- [Available data]
PR #2823, opened 2019-11-25
Adding EVLR offset to las files

nicolas-chaulet:
It seems that the EVlr offset is never set. This PR fixes that (with a test)

### DIFF
--- a/test/unit/io/LasWriterTest.cpp
+++ b/test/unit/io/LasWriterTest.cpp
@@ -1183,6 +1183,39 @@ TEST(LasWriterTest, pdal_add_vlr)
     EXPECT_EQ(nodes.size(), 2UL);
 }
 
+TEST(LasWriterTest, evlroffset)
+{
+    std::string outfile(Support::temppath("evlr.las"));
+
+    FileUtils::deleteFile(outfile);
+    {
+        LasReader r;
+        Options ro;
+        ro.add("filename", Support::datapath("las/wontcompress3.las"));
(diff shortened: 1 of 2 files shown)


test/unit/io/LasWriterTest.cpp
```diff
@@ -1183,6 +1183,39 @@ TEST(LasWriterTest, pdal_add_vlr)
...
+        wo.add("filename", outfile);
+        w.setOptions(wo);
+        w.setInput(r);
+
+        PointTable t;
+        w.prepare(t);
+        w.execute(t);
+        LasTester tester;
+        LasHeader *h = tester.header(w);
+        EXPECT_GT(h->eVlrOffset(),0);
```
abellgithub: There's really no reason not to test the actual value.  There are a lot of wrong values that are greater than 0.

nicolas-chaulet: Sure... Will add a better test.

test/unit/io/LasWriterTest.cpp
```diff
@@ -1189,16 +1189,19 @@ TEST(LasWriterTest, evlroffset)
 
     FileUtils::deleteFile(outfile);
     {
-        LasReader r;
+        StageFactory f;
+        Stage& r = *(f.createStage("readers.faux"));
```
abellgithub: No need to read 0 points.  Just pitch this and execute the writer.

abellgithub:
Close #2824

PR #2831, opened 2019-12-02
make sure to initialize outArrays

hobu:


abellgithub:
I saw this a couple of weeks ago but forgot to change.  I'm not sure, though, that nullptr initialization is sufficient.  I think there are some places that need to be checked/guarded from a nullptr.

hobu:
IIRC we are ok with a nullptr in this particular instance.

PR #2833, opened 2019-12-09
Add a_srs, t_srs, and default_srs hidden options to 'pdal info'

hobu:
It is common to want to see coordinates in a different coordinate system if you are normalizing a bunch of different data to a common coordinate system, and having `pdal info` be able to apply a `filters.reprojection` eliminates a full i/o operation that writes a new file that was reprojected to get coordinate statistics and information. 

Having done this, I can see I'd want `filters.transformation` also, but no other filters are reasonable to inline with `pdal info`. There isn't a need to add a `--json` switch like `pdal translate` has that takes in a generic pipeline.

### DIFF
--- a/kernels/InfoKernel.cpp
+++ b/kernels/InfoKernel.cpp
@@ -40,6 +40,7 @@
 #include <pdal/pdal_features.hpp>
 
 #include <filters/InfoFilter.hpp>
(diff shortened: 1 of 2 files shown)


abellgithub:
Why are we doing this?  Something for entwine?

PR #2838, opened 2019-12-10
tiledb: use internal array metadata for pipeline serialization

normanb:
In TileDB 1.7+ we support internal array metadata which removes the need for a sidecar JSON file. This PR adds support for internal metadata and has backward support for sidecar files for older versions.

I have added a conditional test for this change.

### DIFF
--- a/plugins/tiledb/io/TileDBReader.cpp
+++ b/plugins/tiledb/io/TileDBReader.cpp
@@ -308,9 +308,9 @@ void TileDBReader::localReady()
     {
         tiledb::VFS vfs(*m_ctx, m_ctx->config());
         tiledb::VFS::filebuf fbuf(vfs);
-        std::string metaFName = m_arrayName + pathSeparator + "pdal.json";
+        std::string metaFName = m_filename + pathSeparator + "pdal.json";
 
-        if (vfs.is_dir(m_arrayName))
+        if (vfs.is_dir(m_filename))
         {
             auto nBytes = vfs.file_size(metaFName);
             tiledb::VFS::filebuf fbuf(vfs);
--- a/plugins/tiledb/io/TileDBReader.cpp
+++ b/plugins/tiledb/io/TileDBReader.cpp
@@ -322,7 +322,9 @@ void TileDBReader::localReady()
         }
     }
 
-    if ((meta != nullptr) && (meta["writers.tiledb"].count("spatialreference") > 0))
+    if ((meta != nullptr) &&
+        (meta.count("writers.tiledb") > 0) &&
+        (meta["writers.tiledb"].count("spatialreference") > 0))
     {
         SpatialReference ref(meta["writers.tiledb"]["spatialreference"]);
         setSpatialReference(ref);
--- a/plugins/tiledb/io/TileDBReader.cpp
+++ b/plugins/tiledb/io/TileDBReader.cpp
@@ -34,8 +34,17 @@
 
 #include <algorithm>
 
+#include <nlohmann/json.hpp>
+
 #include "TileDBReader.hpp"
 
+
+const char pathSeparator =
+#ifdef _WIN32
+        '\\';
+#else
+        '/';
+#endif
 namespace pdal {
 
 static PluginInfo const s_info
@@ -281,6 +290,42 @@ void TileDBReader::localReady()
             subarray.push_back(kv.second.second);
         }
         m_query->set_subarray(subarray);
+    }
+
+    // read spatial reference
+    NL::json meta = nullptr;
+
+#if TILEDB_VERSION_MAJOR >= 1 && TILEDB_VERSION_MINOR >= 7
+    tiledb_datatype_t v_type = TILEDB_UINT8; // CPLSerializeXMLTree returns char*
+    const void* v_r;
+    uint32_t v_num;
+    m_array->get_metadata("_pdal", &v_type, &v_num, &v_r);
+    if (v_r != NULL)
+        meta = NL::json::parse(static_cast<const char*>(v_r));
+#endif
+
+    if (meta == nullptr)
+    {
+        tiledb::VFS vfs(*m_ctx, m_ctx->config());
+        tiledb::VFS::filebuf fbuf(vfs);
+        std::string metaFName = m_arrayName + pathSeparator + "pdal.json";
+
+        if (vfs.is_dir(m_arrayName))
+        {
+            auto nBytes = vfs.file_size(metaFName);
+            tiledb::VFS::filebuf fbuf(vfs);
+            fbuf.open(metaFName, std::ios::in);
+            std::istream is(&fbuf);
+            std::string s { std::istreambuf_iterator<char>(is), std::istreambuf_iterator<char>() };
+            fbuf.close();
+            meta = NL::json::parse(s);
+        }
+    }
+
+    if ((meta != nullptr) && (meta.count("spatialreference") > 0))
+    {
+        SpatialReference ref(meta["spatialreference"]);
+        setSpatialReference(ref);
     }
 
     // initialize read buffer variables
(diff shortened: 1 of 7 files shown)


normanb:
I am going to read the spatial reference written from the TileDBReader. Can we hold off merging until I have added this?

normanb:
I have added spatial reference support in the reader. This is ready for review.

plugins/tiledb/io/TileDBWriter.cpp
```diff
@@ -347,7 +347,7 @@ void TileDBWriter::ready(pdal::BasePointTable &table)
             else
             {
                 // check attribute exists in original tiledb array
-                auto attrs = m_schema->attributes();
+                auto attrs = m_array->schema().attributes();
```
normanb: I have reverted this back to `m_array->schema()` which was how it was in the original PR https://github.com/PDAL/PDAL/pull/2828 and this fixes a segfault in the test.

plugins/tiledb/io/TileDBReader.cpp
```diff
@@ -255,6 +264,42 @@ void TileDBReader::ready(PointTableRef)
...
+    m_array->get_metadata("_pdal", &v_type, &v_num, &v_r);
+    if (v_r != NULL)
+        meta = NL::json::parse(static_cast<const char*>(v_r));
+#endif
+
+    if (meta == nullptr)
+    {
+        tiledb::VFS vfs(*m_ctx, m_ctx->config());
+        tiledb::VFS::filebuf fbuf(vfs);
+        std::string metaFName = m_arrayName + pathSeparator + "pdal.json";
```
abellgithub: Maybe I'm missing something, but if what you're trying to do is read the contents of `pdal.json` into a string, you can just use `pdal::FileUtils::readFileIntoString(filename)`

plugins/tiledb/test/TileDBReaderTest.cpp
```diff
@@ -154,6 +158,49 @@ class TileDBReaderTest : public ::testing::Test
...
+
+#if TILEDB_VERSION_MAJOR >= 1 && TILEDB_VERSION_MINOR >= 7
+    TEST_F(TileDBReaderTest, spatial_reference)
+    {
+        tiledb::Context ctx;
+        tiledb::VFS vfs(ctx);
+        std::string pth = Support::temppath("tiledb_test_srs");
+
+        Options options;
+        std::string sidecar = pth + "/pdal.json";
```
abellgithub: Unused

plugins/tiledb/io/TileDBReader.cpp
normanb: @abellgithub I use VFS for the cases where this file in on S3, this PR moves away from that to use internal array metadata, this code is there to keep compatibility with older library versions.

plugins/tiledb/test/TileDBReaderTest.cpp
normanb: yes, thanks, will remove this

normanb:
I will resolve the conflicts.

normanb:
@abellgithub I have included the stage metadata in the saved metadata with the array. Is this sufficient, or can I also save the entire pipeline?

abellgithub:
@normanb That seems sufficient to me unless you have some special purpose for saving metadata to be re-read.

abellgithub:
@normanb  Are you ready for this to be merged?

normanb:
@abellgithub thank you, this is ready to be merged.

normanb:
@abellgithub actually, I have found a bug with the CLI, I will work through it and update this PR.

normanb:
I have debugged this issue @abellgithub if I validate the pipeline (in Python) for executing then the stage metadata is `[]`, if I don't validate then the stage metadata (for this dataset) is `{
  "writers.tiledb":
  {
  }
}`. How do I capture the whole pipeline metadata? e.g in python this is the dictionary returned in `pipeline.metadata`.

abellgithub:
Sorry not to have gotten back to you.  I don't understand exactly what the issue is or what you're trying to do.  You're sticking metadata from the PDAL pipeline in the tiledb file.  I get that much.  But what is the issue with the metadata that you're currently writing?

normanb:
There is an inconsistency in the stage metadata between validating a pipeline and not validating a pipeline in that once the pipeline has been validated then the stage metadata is empty.

It may be better to have the complete pipeline metadata in the output array. My question is whether that is a good thing to do.

abellgithub:
I don't understand.  You're writing some metadata to the output TileDB file.  But...so what?  What is happening with the data after that?  What are you doing WRT validating the data you've written?

normanb:
If I run the following python code

``` 
pipeline = pdal.Pipeline(req)
pipeline.validate()
pipeline.execute()
```
then the metadata that is written to the TileDB array (the stage metadata) is empty i.e. `[]` whereas without the call to `validate` then the metadata is `tiledb.writer ...`, the complete stage metadata.

However am I better off writing the complete pipeline metadata as this contains the spatial reference system information and other processing steps used to create this array?

```
pipeline.metadata
```

The metadata written to the array is read back on reading the array to parse the spatial reference system. https://github.com/PDAL/PDAL/pull/2838/files#diff-97af259ddfac6e5f2e7574faac1dd54eR327 and should be written consistently.

abellgithub:
Hmm.  Still not sure I understand exactly.  Maybe we can just talk in person in a week or so?

I will say that if what you want is to write CRS to your TileDB metadata store, just do it.  You don't need to rely on the PDAL metadata mechanism for that.

normanb:
@abellgithub yes, talking in person next week works for me :+1:

normanb:
@abellgithub as we discussed, I have created https://github.com/PDAL/PDAL/issues/2891 to capture the bug and this PR is ready to be merged.

The CI failures seem to be unrelated to this PR.

normanb:
This is ready to be merged.

hobu:
bouncing for CI churn

plugins/tiledb/io/TileDBReader.cpp
```diff
@@ -34,8 +34,17 @@
 
 #include <algorithm>
 
+#include <nlohmann/json.hpp>
+
 #include "TileDBReader.hpp"
 
+
+const char pathSeparator =
```
hobu: FIXME: When we go to C++17, we should use std::filesystem:: preferred_separator

plugins/tiledb/io/TileDBReader.cpp
```diff
@@ -283,6 +292,44 @@ void TileDBReader::localReady()
         m_query->set_subarray(subarray);
     }
 
+    // read spatial reference
+    NL::json meta = nullptr;
+
+#if TILEDB_VERSION_MAJOR >= 1 && TILEDB_VERSION_MINOR >= 7
+    tiledb_datatype_t v_type = TILEDB_UINT8; // CPLSerializeXMLTree returns char*
```
hobu: Dead comment about CPLSerializeXMLTree?

normanb: yes, sorry, will fix that.

plugins/tiledb/io/TileDBReader.cpp
normanb: :+1:

normanb:
Can this be added to the 2.1 milestone? It doesn't add a user feature so I understand if not, but does enable versioned metadata going forward.

hobu:
Added. How close to done is it?

normanb:
@hobu it is done, @abellgithub and I discussed it at the sprint and we created #2891 to capture the bug

hobu:
bouncing CI

hobu:
I wonder why CI doesn't finish here. can you rebase it so we can try with whatever our latest CI churn has been?

normanb:
rebased and enabled TileDB tests in cmake.

PR #2841, opened 2019-12-12
pass extra options through to the reader/writer in tile application

jtfell:
Adds the `override_srs`, `use_eb_vlr`, `in_compression` and `out_compression` options to `pdal tile` application by passing the options through to the `reader.las` and `writer.las` stages.

I"m happy to change the option naming if someone has better ideas.

### DIFF
--- a/doc/apps/tile.rst
+++ b/doc/apps/tile.rst
@@ -22,15 +22,31 @@ differs in several ways.  The ``tile`` command:
 
 ::
 
-    --input, -i     Input filename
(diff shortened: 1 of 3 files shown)


abellgithub:
Stage-specific settings should get passed using the standard syntax `--readers.stage.option=`.  If `pdal tile` doesn't process these options, that's what needs to be modified.  If you want to pursue this, you might look at `Kernel.cpp`.

PR #2845, opened 2019-12-13
tiledb: Fix name clash with filters

normanb:
In the `TileDBWriter` we had an option called `filters` which was fine in code usage (as exercised by the tests), but clashed with the CLI. This PR changes the filter option name and updates the tests.

### DIFF
--- a/doc/stages/writers.tiledb.rst
+++ b/doc/stages/writers.tiledb.rst
@@ -62,7 +62,7 @@ append
 stats
   Dump query stats to stdout [Optional]
 
-filters
+attr_filters
   JSON array or object of compression filters for either `coords` or `attributes` of the form {coords/attributename : {"compression": name, compression_options: value, ...}} [Optional]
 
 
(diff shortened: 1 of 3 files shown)


abellgithub:
What was the use case that exposed this as a problem?

normanb:
The use case was using the `pdal pipeline` cli with a pipeline that contained multiple attribute compression filters. "Filters" clashed as a name.

```
{
	"pipeline": [{
			"type": "readers.las",
			"filename": "ot_C320000_4172000.laz"
		},
		{
			"type": "writers.tiledb",
			"config_file": "tiledb.config",
			"array_name": "sample_comp_array",
			"attr_filters": {
				"coords": {
					"compression": "zstd",
					"compression_level": 75
				},
				"Intensity": {
					"compression": "bzip2",
					"compression_level": 5
				},
				"ReturnNumber": {
					"compression": "zstd",
					"compression_level": 95
				}
			}
		}
	]
}
```

abellgithub:
When I run this pipeline with `attr_filters` replaced with `filters`, it seems to run with the current code base, so I'm not understanding the issue.  (I did have to remove the `config_file` entry.)

normanb:
I can't recreate the issue with a clean environment, so we can close this.

PR #2846, opened 2019-12-13
Improve filters.hag for delaunay case

abellgithub:


abellgithub:
Maybe we should talk about this when you have time?  I still have a question or two.

doc/stages/filters.hag.rst
```diff
@@ -122,23 +127,44 @@ or :ref:`filters.smrf` to label ground returns, as shown
...
+    the `delaunay`_ option. [Default: 1]
+
+_`delaunay`
+    If true, create a delaunay triangulation of neighboring ground points
+    to aid in interpolation of a ground height to use as a difference to
+    a point's non-ground height. [Default: false]
+
+max_distance
+    Eliminate non-ground points from consideration when their distance
+    from a ground point exceeds this amount.  Not used with the `delaunay`_
```
chambbj: I'm not sure this is actually what we are doing, whether or not it's what we intend to do. The way I'm reading the code, the loop over the ground neighbors breaks whenever the threshold is exceeded, but any neighbors encountered up until that point still impact the result.

filters/HAGFilter.cpp
```diff
@@ -136,103 +213,88 @@ void HAGFilter::filter(PointView& view)
...
         PointRef point = ngView->point(i);
-        double x0 = point.getFieldAs<double>(Dimension::Id::X);
-        double y0 = point.getFieldAs<double>(Dimension::Id::Y);
-        double z0 = point.getFieldAs<double>(Dimension::Id::Z);
-        auto ids = kdi.neighbors(point, m_count);
-        double z1 = std::numeric_limits<double>::quiet_NaN();
+        double x0 = point.getFieldAs<double>(Id::X);
+        double y0 = point.getFieldAs<double>(Id::Y);
+        double z0 = point.getFieldAs<double>(Id::Z);
+        PointIdList ids = kdi.neighbors(point, m_count);
```
chambbj: If we use `knnSearch`, then we get the squared distances for free and do not need to recalculate within the loop below.

doc/stages/filters.hag.rst
abellgithub: But the neighbors come in order.  Closest first...

chambbj: Right, but if you look at that section of code, as I'm reading it, the first neighbors may very well be under the max distance, and will begin to update `z_accumulator` and `weights`. When a neighbor exceeds the distance, it bails and does the final update to `z1` based on the values accumulated up to that point. Maybe the wording is just backwards and should be "Eliminate ground points from consideration when their distance from a non-ground point exceeds..."? The way it is written now could lead one to believe that non-ground points will not have HAG computed if the ground neighbors are too far away (whether that's the nearest ground point, or just any of the neighbors is unclear).

abellgithub: Yes, backwards.  Do you have better wording?  I hate to get too verbose.

doc/stages/filters.hag.rst
```diff
@@ -164,7 +164,11 @@ max_distance
...
-    Does no extrapolation.  For ``HeightAboveGround`` to be calculated,
-    a ground point must be at the same location as the non-ground point
-    being evaluated.  Not used with the `delaunay`_ option.
+    If false and a non-ground point lies outside of the bounding box of
+    all ground points, its ``HeightAboveGround`` is set to 0.  If true
+    and ``delaunay`` is set, the ``HeightAboveGround`` is set to the
+    difference between the heights of the non-ground point and nearest
+    ground point.  If true and using neighbor interpolation (``delaunay``
+    is false), extrapolation is used to assign the ``HeightAboveGround``
+    value.
```
chambbj: > extrapolation is used to assign the ``HeightAboveGround`` value.

Still a little confusing, as it is all a form of extrapolation, regardless of if you are using Delaunay or neighbor interpolation. As I read it, the neighbor interpolation just continues to do what it does inside the bounding box, which is effectively IDW. I need to reread, but I'm not sure we ever even say this. IIRC, we call it a "weighted" approach rather than using the common name.

filters/HAGFilter.cpp
```diff
@@ -215,85 +254,53 @@ void HAGFilter::filter(PointView& view)
...
         std::vector<double> sqr_dists(m_count);
         kdi.knnSearch(x0, y0, m_count, &ids, &sqr_dists);
 
-        double z1 = gView->getFieldAs<double>(Id::Z, ids[0]);
+        // Closest ground point.
+        double x = gView->getFieldAs<double>(Id::X, ids[0]);
+        double y = gView->getFieldAs<double>(Id::Y, ids[0]);
+        double z = gView->getFieldAs<double>(Id::Z, ids[0]);
+
         assert(ids.size() > 0);
```
chambbj: Originally thought this assert should be moved before the preceding three lines of code (275-277) where it is used, but is it even worth checking? We already check that the ground view is not empty at line 250. I can't think of a way that `ids` could be empty with a non-empty ground view.

filters/HAGFilter.cpp
```diff
@@ -45,6 +45,133 @@
...
+{
+    double weights = 0;
+    double z_accumulator = 0;
+
+    for (size_t j = 0; j < ids.size(); ++j)
+    {
+        auto z = gView->getFieldAs<double>(Dimension::Id::Z, ids[j]);
+        double sqr_dist = sqr_dists[j];
+        if (maxDistance2 > 0 && sqr_dist > maxDistance2)
+            break;
```
chambbj: If we are going to keep the current behavior, which is to not give a result at all (well, give the default Z that is) if any of the neighbors exceeds the max distance, then we can just compare the last element of `sqr_dist` before we even enter the for loop and save a few iterations here and there.

doc/stages/filters.hag.rst
chambbj: Perhaps something like

> Use default Z value whenever any neighbors in the ground set exceeds the maximum distance to the non-ground point.

doc/stages/filters.hag.rst
abellgithub: Not exactly.  For delaunay interpolation there is no extrapolation, really.  If the switch is set to true and the test point is outside of the triangulation, we just use the height of the closest ground point as the base.

I get that this is confusing, which is why I wondered if we needed it at all.  I'm unsure what to do.

filters/HAGFilter.cpp
abellgithub: This isn't what is happening.  We use all the neighbors whose distance from the test point is less than the max distance that was specified.

chambbj: Right, I got it confused again. Sorry. I'll take another look at the documentation as I'm still not convinced it reflects what's being done here.

doc/stages/filters.hag.rst
chambbj: Based off our other conversation on the topic

> Use only ground points within `max_distance` of non-ground point when performing neighbor interpolation.

filters/HAGFilter.cpp
```diff
@@ -59,180 +186,122 @@ std::string HAGFilter::getName() const
...
-            m_count, point_count_t(1));
-    args.add("max_distance", "The maximum distance to the farthest nearest neighbor before the height above ground is not calculated [default: 0 (disabled)]", m_max_distance);
-    args.add("allow_extrapolation", "If true and count > 1, allow extrapolation [default: true].",
-            m_allow_extrapolation, true);
-    args.add("delaunay", "Construct local Delaunay fans and infer heights from them [default: false].",
-            m_delaunay, false);
+    args.add("count", "The number of points to fetch to determine the "
+        "ground point [default: 1].", m_count, point_count_t(1));
+    args.add("max_distance", "The maximum distance to the farthest nearest "
+        "neighbor before the height above ground is not calculated "
```
chambbj: Perhaps

> Ground points beyond the maximum distance will not influence nearest neighbor interpolation of height above ground.

abellgithub:
@chambbj : I changed the `max_distance` text.  If you don't have any issues with the functionality, I'll go ahead and merge when tests pass.  If you want to improve the doc text, I encourage you to do so.

BC14w:
I'm getting errors using pdal.hag_delaunay. I have an area I scanned that was pretty flat but not perfectly flat and I'm trying to create my hag, but I get an error: All point collinear. I wouldn't get this error in the past when I was just using pdal.hag. Any clues why this is happening?

abellgithub:
The nearest neighbors to one of the points in your set are all collinear with the point in question. You can change "count" to make a larger set, or you can use one of the other hag filters.

PR #2864, opened 2020-01-07
Hope this addresses the issue Even brought up.  We need a test.

abellgithub:
See https://github.com/PDAL/PDAL/commit/ec08617b363e5f0772ff7289d8777326868ee2cd#commitcomment-36659616


chambbj:
@abellgithub I see it's already merged, but this looks like a good solution. I'd only add that we could probably break the for loop once the skewness becomes positive.

abellgithub:
I found an issue, but I don't understand this so maybe we should talk about what we're trying to do.  After looking again, I don't get why skewness is being stored in a vector at all.

chambbj:
We can talk any time. Agreed. The way it is now setup, the vector is no longer needed.

PR #2865, opened 2020-01-07
Prevent filters.hexbin from creating invalid geometry

abellgithub:


abellgithub:
Sorry.  We were creating invalid geometry.  What I *thought* at first was happening is that we were removing negative space containing positive space (islands).  We certainly could do that with the baseline code.  So, I wrote things so this wouldn't happen.  It turns out that this wasn't the problem.  There was some issue with removing incorrect rings altogether.  I don't know what it was and would have to go back to investigate.

I also thought there might have been a problem in the hexbin code that invoked the simplification and in order to figure out what was going on, I reorganized things so that the bits that were associated were together.  In the end, I don't believe that was a problem, but I also don't think that the code is worse for the reorganization.  I can revert that if you think it would be helpful.

abellgithub:
If you want to walk through the changes on a call, that would be fine.

hobu:
> If you want to walk through the changes on a call, that would be fine.

No need. Your comment is enough background. The PR title isn't descriptive enough. Maybe it should be "Prevent `preserve_topology` option of `filters.hexbin` from creating invalid geometry"

PR #286, opened 2020-03-10
Upgrade FlumeDB

christianbundy:
Problem: The old version of FlumeDB can't auto-heal broken indexes.

Solution: Upgrade FlumeDB to ^2.1.1.

### DIFF
--- a/package.json
+++ b/package.json
@@ -9,7 +9,7 @@
   },
   "dependencies": {
     "async-write": "^2.1.0",
-    "flumedb": "^1.1.0",
+    "flumedb": "^2.1.1",
     "flumelog-offset": "^3.4.2",
     "flumeview-level": "^3.0.13",
     "flumeview-reduce": "^1.3.9",


christianbundy:
This is a breaking change because it requires that views implement the `.close()` method, if I understand correctly. I think we should probably release as a major version bump so that people don't accidentally upgrade and get errors.

Powersource:
I don't know how I would go about reviewing this, got any pointers?

Not knowing this module very well, I would say just merge this, since tests are passing? Should we maybe do a proof of concept upgrade of a view to know that that works too?

christianbundy:
Our views, Flumeview-Level and Flumeview-Reduce, both implement the `close()` method so I think this module is good to go. I'd like to merge, bump the major version, and then leave it up to modules that depend on SSB-DB to upgrade when they can. My understanding is that FlumeDB should now throw an error on startup if there's no `close()` method, so worst case scenario someone tries to update and when they `npm start` or `npm test` they get an error.

Powersource:
Questions, because I'm curious,

> Our views, Flumeview-Level and Flumeview-Reduce

By 'our', do you mean ssb(c)? I thought `view == index` in this context but maybe I've misunderstood? If they're `!=`, where do the other ssb indexes come in?

christianbundy:
Sorry, by "our" I mean SSB-DB's views. I think we can safely upgrade this module, it's just that since this module *also* exports `_flumeUse()` then we need to do a major version bump whenever FlumeDB does.

PR #288, opened 2020-05-20
Fix `test/close.js` on async-box with `{ temp }`

christianbundy:
Problem: The `test/close.js` test was failing because the database
seems to have been empty, and since `createLogStream()` doesn't emit
items on an empty database then `pull.collect()` is never called. The
database is empty because the first test creates a database where `temp`
is implicitly true, which uses a directory like `/tmp/1590008707854`.
When the second test sets `temp` to false, it uses a named directory
like `/tmp/test-ssb-feed`, which is **empty**.

Solution: Pass `{ temp: false }` consistently to both tests.

### DIFF
--- a/test/close.js
+++ b/test/close.js
@@ -26,7 +26,7 @@ tape('reopen', function (t) {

- [Exercise goal] Every line containing the string "clashed" should be pulled from the listing and copied.

- [Output for this exercise]
In the `TileDBWriter` we had an option called `filters` which was fine in code usage (as exercised by the tests), but clashed with the CLI. This PR changes the filter option name and updates the tests.
The use case was using the `pdal pipeline` cli with a pipeline that contained multiple attribute compression filters. "Filters" clashed as a name.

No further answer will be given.